-
Notifications
You must be signed in to change notification settings - Fork 3.5k
Description
Proposed Emscripten / WebAssembly API Changes
Since late September 2018, I've been implementing a straightforward translation layer from host calls from Emscripten-generated WebAssembly to the C library of the underlying host. The result today is a WebAssembly runtime that fully implements all the required functionality to run an unmodified version of Nginx compiled with Emscripten. While it works, there were a few modifications I would make to the existing Emscripten<->WebAssembly API to correct some inadequacies, simplify the translation logic, and optimize the translation logic.
These changes are proposed as minor edits to the existing API but long term it would be good if we could fully document the existing API with the intention of publishing it as a POSIX API standard for WebAssembly. I'm looking for feedback on these proposals before I potentially start working on a patch for Emscripten.
1. Include memory layout information in WASM binary (Critical) (DONE 0d83546)
The WASM module produced by Emscripten requires a few exports from the
host to run successfully:
memoryBase/__memory_base__table_basetempDoubleDYNAMICTOP_PTRSTACKTOPSTACK_MAX
The value of these exports depend on the target STATIC_BUMP value. This value is not encoded in the generated WASM file itself, and must be parsed out from the accompanying .js file.
I propose the STATIC_BUMP value be encoded in a custom "Emscripten Metadata" section in the generated WASM file.
2. Compiling with -O3 shouldn't minify WebAssembly import names (critical) (DONE 2852283)
This was recently changed in Emscripten. -O3 now by default mangles import names. I propose the default -O3 doesn't mangle the import names, and an extra option be added to do that extra minification if desired. Alternatively maintaining the current behavior and adding an option to disable the name mangling is another options.
3. Compile straight to .wasm file (recommended) (DONE 2852283)
It should be possible to specify a .wasm file as the output file. Right now you must specify a file ending in .js, when the .js file isn't always necessary.
4. Include table layout information in WASM binary (Critical) (DONE 0d83546)
The WASM module generated by Emscripten imports its index-zero table from the host. The expected size of this table is not generic and must be parsed out from the accompanying .js file as well.
I propose either:
- that the import parameters for the table allow a generically sized table
- the table size is encoded in a custom "Emscripten Metadata" similar section in the
generated WASM file.
5. off_t and ino_t should be 64-bits (Critical) (DONE 4e4a794)
Most file systems support 64-bit off_t and ino_t. The WASM generated by Emscripten expects a 32-bit off_t and ino_t. This is a problem when delegating the host functions required by the generated WASM file directly to the host's C library since it's not possible to return the full value produced by the host to the hosted WASM.
I propose we convert off_t and ino_t to 64-bits.
6. More POSIX types should be 64-bits (Recommended)
Emscripten ends up using 32-bit versions of many POSIX structures, whereas the host implementation usually uses 64-bit values in its corresponding structures. While pointers might always necessarily be
32-bits in value and don't make sense in host context without conversion to host pointers first anyway, there are a few POSIX structures that in theory could be directly forwarded to the host
implementation. Examples include struct timespec, struct stat, struct tm, and more. If Emscripten encoded these using 64-bit integer values, then no conversion step would be required on the most popular data model on POSIX systems for the foreseeable future, LP64.
7. POSIX API, not System Call API (Recommended)
At first, it seemed like the API between Emscripten-generated WebAssembly and the Emscripten host should be based on system calls implied by POSIX. This doesn't work in the case of higher-level APIs that have implementation-defined behavior. Examples include: readdir() and friends, getgrent and friends, getpwent and friends, sem_post() and friends, and more.
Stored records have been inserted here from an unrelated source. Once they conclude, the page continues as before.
PR #780, opened 2023-05-29
git: blame, Fix panic when contents and commits have different length

### LINKED ISSUE #603: git blame panic: contents and commits have different length

lonegunmanb:
Based on @williamfzc's work on #751, since he's [busy recently](https://github.com/williamfzc/go-git/pull/1#issuecomment-1566148925), I open this pr to continue the fix work.

This pr has solved the [issues](https://github.com/go-git/go-git/pull/751#discussion_r1208681011) that @AriehSchneier pointed out in his awesome review (thanks a lot!), and should fix #603.

I've run the tests by using [act](https://github.com/nektos/act) on my laptop, the only failed test is [`TestCheckoutIndexOS`](https://github.com/go-git/go-git/blob/master/worktree_test.go#L648), but the same test failed on `master` branch on my laptop too, so I guess it's irrelevant to this pr.

@AriehSchneier @pjbgf would you please give this pr another review? Thanks!

### DIFF
--- a/references.go
+++ b/references.go
@@ -6,8 +6,6 @@ import (
 
 	"github.com/go-git/go-git/v5/plumbing"
 	"github.com/go-git/go-git/v5/plumbing/object"
-	"github.com/go-git/go-git/v5/utils/diff"
-
 	"github.com/sergi/go-diff/diffmatchpatch"
 )
 
@@ -35,7 +33,7 @@ func references(c *object.Commit, path string) ([]*object.Commit, error) {
 	sortCommits(result)
 
 	// for merges of identical cherry-picks
-	return removeComp(path, result, equivalent)
+	return removeRedundant(path, result)
 }
 
 type commitSorterer struct {
@@ -82,36 +80,42 @@ func walkGraph(result *[]*object.Commit, seen *map[plumbing.Hash]struct{}, curre
 	if err != nil {
 		return err
 	}
-	switch len(parents) {
-	// if the path is not found in any of its parents, the path was
-	// created by this commit; we must add it to the revisions list and
-	// stop searching. This includes the case when current is the
-	// initial commit.
-	case 0:
+	if len(parents) == 0 {
+		// if the path is not found in any of its parents, the path was
+		// created by this commit; we must add it to the revisions list and
+		// stop searching. This includes the case when current is the
+		// initial commit.
 		*result = append(*result, current)
 		return nil
-	case 1: // only one parent contains the path
-		// if the file contents has change, add the current commit
-		different, err := differentContents(path, current, parents)
+	}
+	skip, err := derivedFromAnyParent(path, current, parents)
+	if err != nil {
+		return err
+	}
+	if !skip {
+		*result = append(*result, current)
+	}
+
+	for _, p := range parents {
+		err := walkGraph(result, seen, p, path)
 		if err != nil {
 			return err
 		}
-		if len(different) == 1 {
-			*result = append(*result, current)
-		}
-		// in any case, walk the parent
-		return walkGraph(result, seen, parents[0], path)
-	default: // more than one parent contains the path
-		// TODO: detect merges that had a conflict, because they must be
-		// included in the result here.
-		for _, p := range parents {
-			err := walkGraph(result, seen, p, path)
-			if err != nil {
-				return err
-			}
-		}
 	}
 	return nil
+}
+
+func derivedFromAnyParent(path string, current *object.Commit, parents []*object.Commit) (bool, error) {
+	for _, parent := range parents {
+		same, err := sameContentWithParent(path, current, parent)
+		if err != nil {
+			return false, err
+		}
+		if same {
+			return true, nil
+		}
+	}
+	return false, nil
 }
 
 func parentsContainingPath(path string, c *object.Commit) ([]*object.Commit, error) {
@@ -133,20 +137,13 @@ func parentsContainingPath(path string, c *object.Commit) ([]*object.Commit, err
 	}
 }
 
-// Returns an slice of the commits in "cs" that has the file "path", but with different
-// contents than what can be found in "c".
-func differentContents(path string, c *object.Commit, cs []*object.Commit) ([]*object.Commit, error) {
-	result := make([]*object.Commit, 0, len(cs))
+func sameContentWithParent(path string, c, parent *object.Commit) (bool, error) {
 	h, found := blobHash(path, c)
 	if !found {
-		return nil, object.ErrFileNotFound
+		return false, object.ErrFileNotFound
 	}
-	for _, cx := range cs {
-		if hx, found := blobHash(path, cx); found && h != hx {
-			result = append(result, cx)
-		}
-	}
-	return result, nil
+	hx, found := blobHash(path, parent)
+	return found && h == hx, nil
 }
 
 // blobHash returns the hash of a path in a commit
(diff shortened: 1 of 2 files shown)


references.go
```diff
@@ -159,84 +155,28 @@ func blobHash(path string, commit *object.Commit) (hash plumbing.Hash, found boo
...
-
 // Returns a new slice of commits, with duplicates removed.  Expects a
-// sorted commit list.  Duplication is defined according to "comp".  It
-// will always keep the first commit of a series of duplicated commits.
-func removeComp(path string, cs []*object.Commit, comp contentsComparatorFn) ([]*object.Commit, error) {
+// sorted commit list.  Duplication is defined according to the blob hash.
+// It will always keep the first commit of a series of duplicated commits.
+func removeRedundant(path string, cs []*object.Commit) ([]*object.Commit, error) {
 	result := make([]*object.Commit, 0, len(cs))
 	if len(cs) == 0 {
```
AriehSchneier, line 163: I think you should add this at the start of this function and then remove the check here (saves extra unnecessary work):
```
	if len(cs) <= 1 {
		return cs, nil
	}
```

references.go
```diff
@@ -82,41 +80,46 @@ func walkGraph(result *[]*object.Commit, seen *map[plumbing.Hash]struct{}, curre
...
+		// stop searching. This includes the case when current is the
+		// initial commit.
 		*result = append(*result, current)
 		return nil
-	case 1: // only one parent contains the path
-		// if the file contents has change, add the current commit
-		different, err := differentContents(path, current, parents)
+	}
+	// or more than one parent contains the path
+	skip, err := derivedFromAnyParent(path, current, parents)
```
AriehSchneier, line 92: I still think this function should have a better name, or at least an explanation. Just looking at this line, I have no idea what is going on, `skip = derivedFromAnyParent`, huh?

AriehSchneier: Ok, I think I figured it out, maybe something along the lines of `same, err := sameContentAsAnyParent`?

references.go
```diff
@@ -82,41 +80,46 @@ func walkGraph(result *[]*object.Commit, seen *map[plumbing.Hash]struct{}, curre
...
+		if same {
+			return true, nil
 		}
 	}
-	return nil
+	return false, nil
 }
 
 func parentsContainingPath(path string, c *object.Commit) ([]*object.Commit, error) {
-	// TODO: benchmark this method making git.object.Commit.parent public instead of using
```
AriehSchneier, line 118: why have you removed this TODO?

references.go
```diff
@@ -133,20 +136,13 @@ func parentsContainingPath(path string, c *object.Commit) ([]*object.Commit, err
...
+func sameContent(path string, c1, c2 *object.Commit) (bool, error) {
+	h, found := blobHash(path, c1)
 	if !found {
-		return nil, object.ErrFileNotFound
-	}
-	for _, cx := range cs {
-		if hx, found := blobHash(path, cx); found && h != hx {
-			result = append(result, cx)
-		}
+		return false, object.ErrFileNotFound
```
AriehSchneier, line 142: Does this mean that if 1 parent had the file and the other didn't it will error out with file not found?

AriehSchneier (commented):
I am not reviewing the actual logic completely as I don't know enough to confirm if these changes are correct. I'm just giving my comments on code style and if I think there could be some issues that could potentially require looking at based on my read of the code (without extra context).

Another thing to check, is how expensive is `blobHash`, are we calculating it when walking the tree, and then recalculating it in the remove duplicates? Is it possible with the new logic to add 2 commits with the same `blobHash`?

references.go
lonegunmanb: It could be a merged commit so the file comes from one parent directly, so I think `derived` marks that the file is from a parent not by coincidence.

lonegunmanb:
Thanks @AriehSchneier for the further review.

>Another thing to check, is how expensive is blobHash, are we calculating it when walking the tree, and then recalculating it in the remove duplicates? Is it possible with the new logic to add 2 commits with the same blobHash?

Yes, it's possible. Two different branches with different change history (diffs in each commit are different) but with the same blob hash, the latter commit would be removed by `git rev-list` command. We need the blob hash to remove redundant commit like git cli does.

references.go
AriehSchneier: Ahh, I just realised that we are only going through the parents that we already confirmed contained the file

pjbgf:
@lonegunmanb do you mind adding a test that reproduces the issue reported by #603?

references.go
```diff
@@ -159,84 +156,28 @@ func blobHash(path string, commit *object.Commit) (hash plumbing.Hash, found boo
...
 	for i := 1; i < len(cs); i++ {
-		equals, err := comp(path, cs[i], cs[i-1])
-		if err != nil {
-			return nil, err
-		}
-		if !equals {
+		if hashes[i] != hashes[i-1] {
 			result = append(result, cs[i])
 		}
 	}
```
pjbgf, line 177: Instead of two loops and loading a range of hashes into memory:

```go
	previous := plumbing.ZeroHash
	for i, c := range cs {
		current, _ := blobHash(path, c)
		if i > 0 && previous != current {
			result = append(result, cs[i])
		}
		previous = current
	}
```

references.go
```diff
@@ -159,84 +156,28 @@ func blobHash(path string, commit *object.Commit) (hash plumbing.Hash, found boo
...
+func removeRedundant(path string, cs []*object.Commit) ([]*object.Commit, error) {
 	if len(cs) == 0 {
-		return result, nil
+		return cs, nil
 	}
+	result := make([]*object.Commit, 0, len(cs))
 	result = append(result, cs[0])
+	var hashes []plumbing.Hash
+	for _, c := range cs {
+		h, _ := blobHash(path, c)
```
pjbgf, line 170: As we are ignoring the `found` value, I would add a comment to explain why that isn't a problem.

references.go
AriehSchneier: I find this even slightly cleaner:
```
	previous, _ := blobHash(path, cs[0])
	for _, c := range cs[1:] {
		current, _ := blobHash(path, c)
		if current != previous {
			result = append(result, c)
		}
		previous = current
	}
```

lonegunmanb:
> @lonegunmanb do you mind adding a test that reproduces the issue reported by #603?

Good idea! Will do

lonegunmanb:
Hi @pjbgf I found that if I'd like to add a new test case to reproduce #603's issue, I have to open a new pr to `github.com/go-git/go-git-fixtures/v4` to add a new fixture first.

To reproduce this issue is easy, just blame `main.tf` file on [`1fca004730058eca6f11ff84e3fad1b2adf5098a`](https://github.com/Azure/terraform-azurerm-aks/commit/1fca004730058eca6f11ff84e3fad1b2adf5098a).

I'm not familiar with  `go-git-fixtures` nor git packfile, so I just guess I need commit my test fixture first by the following steps:

1. Checkout `1fca004730058eca6f11ff84e3fad1b2adf5098a`
2. `find .git/objects -type f`
3. Add `.git/objects/pack/pack-xxx.pack` file to my forked `go-git-fixtures`'s `data` folder
4. Add new fixture to `fixtures.go` file, like:

```go
{
	Tags:         []string{"packfile"},
	URL:          "https://github.com/Azure/terraform-azurerm-aks",
	Head:         "1fca004730058eca6f11ff84e3fad1b2adf5098a",
	PackfileHash: "xxx",
}
```

Please correct me if I'm wrong, thanks!

lonegunmanb:
Hi @pjbgf, a kindly ping, since I cannot find any document about how to contribute new fixture, would you kindly give me some hints on that please? Thanks!

pjbgf:
@lonegunmanb To be completely honest I wasn't sure how the `go-git-fixtures` projects worked. I had a proper look at it Today and did some housekeeping. Please take a look at the `README.md` changes I added on https://github.com/go-git/go-git-fixtures/pull/8.

The final step will take quite some time, I think for me it was around 5min.

lonegunmanb:
Hi @pjbgf thanks for the update, I've submitted a new fixture pr to the fixture repo. However, when I tried to run the new blame test on my machine I met an issue.

The repo I used to reproduce the blame error is [this](https://github.com/lonegunmanb/TestMergeRepo), it's history graph looks like:

image

The log history:

```text
18d3576
12e8a05
e275548
e8d6963
504c9f7
```

Run `git blame` on the latest commit:

```text
e8d6963c -3
e8d6963c -2
e8d6963c -1
e8d6963c 0
^504c9f7 1
^504c9f7 2
^504c9f7 3
^504c9f7 4
^504c9f7 5
e2755487 6
e2755487 7
```

But the first four lines' hash returned by `Blame` function is `18d357697e5843933e6eaef0e2fae2d4591bd707`, `[Merge pull request](https://github.com/lonegunmanb/TestMergeRepo/commit/18d357697e5843933e6eaef0e2fae2d4591bd707) https://github.com/lonegunmanb/TestMergeRepo/pull/2 [from lonegunmanb/b2](https://github.com/lonegunmanb/TestMergeRepo/commit/18d357697e5843933e6eaef0e2fae2d4591bd707)`

It looks like when git cli calculate the latest change, it didn't use the merge commit. I suspect this behavior was caused by different `diff` operations. 

This pr does solve the panic caused by the incorrect `rev-list` function, but I cannot get `Blame` work as same as git cli. Do you have any suggestions? Thanks!

lonegunmanb:
Hi @AriehSchneier, I'm reading [ngit](https://github.com/mono/ngit)'s [blame implementation](https://github.com/mono/ngit/blob/master/NGit/NGit.Blame/BlameGenerator.cs), and it seems far more complex than go-git.

I think this pr fixed the `references` function, but the `Blame` function seems still incorrect. Could we rename this pr as a `references` function patch and merge it first, and open a new pr for the `Blame` function? It seems like two bugs to me. WDYT @pjbgf @AriehSchneier ?

AriehSchneier:
`references` is only used by `blame`, IMHO it should be deleted as it is giving you a linear list of all commits for a single file removing the tree structure, which I'm not sure could be useful for anything?

If you were to commit the current PR, it would not fix all the cases of the error, and those where it doesn't return an error would almost certainly contain incorrect results. If you want to fix all the cases, then you could just push last commit every time (or at least when the number of lines don't match), but again the results would likely be incorrect.
 
I had a quick look at [gits blame implementation](https://github.com/git/git/blob/master/blame.c) but found it hard to follow, to copy would take a lot of time to read the code taking notes to fully understand what each function is actually doing (and there is quite a lot of code). I hadn't looked at ngits implementation but it does look a lot shorter.

That said, I did come up with my own algorithm last night and have already started coding it. First pass is to just get a working blame, a couple of parts I felt could definitely be optimised, but I just wanted to get a working version. (I also decided for code that was added in multiple branches of the tree that it would be best to get both and pick the older, but for first pass i would just pick the older parent when reaching a fork and not to get the candidates from both - again can be improved later).

lonegunmanb:
I'm closing this pr in favor of #789.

Emscripten currently uses musl library code to implement readdir() and requires the host to implement the getdents64() system call. Only Linux provides an API that has getdents64() semantics, other POSIX systems like OpenBSD and macOS provide slightly similar but incompatible APIs and furthermore those APIs are unsupported. POSIX only requires that implementations provide readdir() and friends. It would be better for Emscripten-generated WebAssembly to generate calls to host-defined readdir() and friends instead of getdents64() to more easily implement the API on all POSIX systems.
This requires some modification to the Emscripten's version of musl which adds extra complexity but I think is overall worth it.
8. Better function signatures for system calls (Recommended)
This is related to the previous recommendation: right now the system call API names the system call by number (e.g. _syscall220). Also the arguments to the system calls are passed in a buffer instead of as WebAssembly function arguments, this requires extra work on the host implement to decode the arguments. I propose all APIs use descriptive names and pass arguments normally instead of in an indirect buffer.
9. API function calls are responsible for setting Errno (Recommended)
Right now some Emscripten APIs expect the system call to return a negative errno number to signal error, and some return the error in the errno value. I think all APIs should behave similarly for consistency.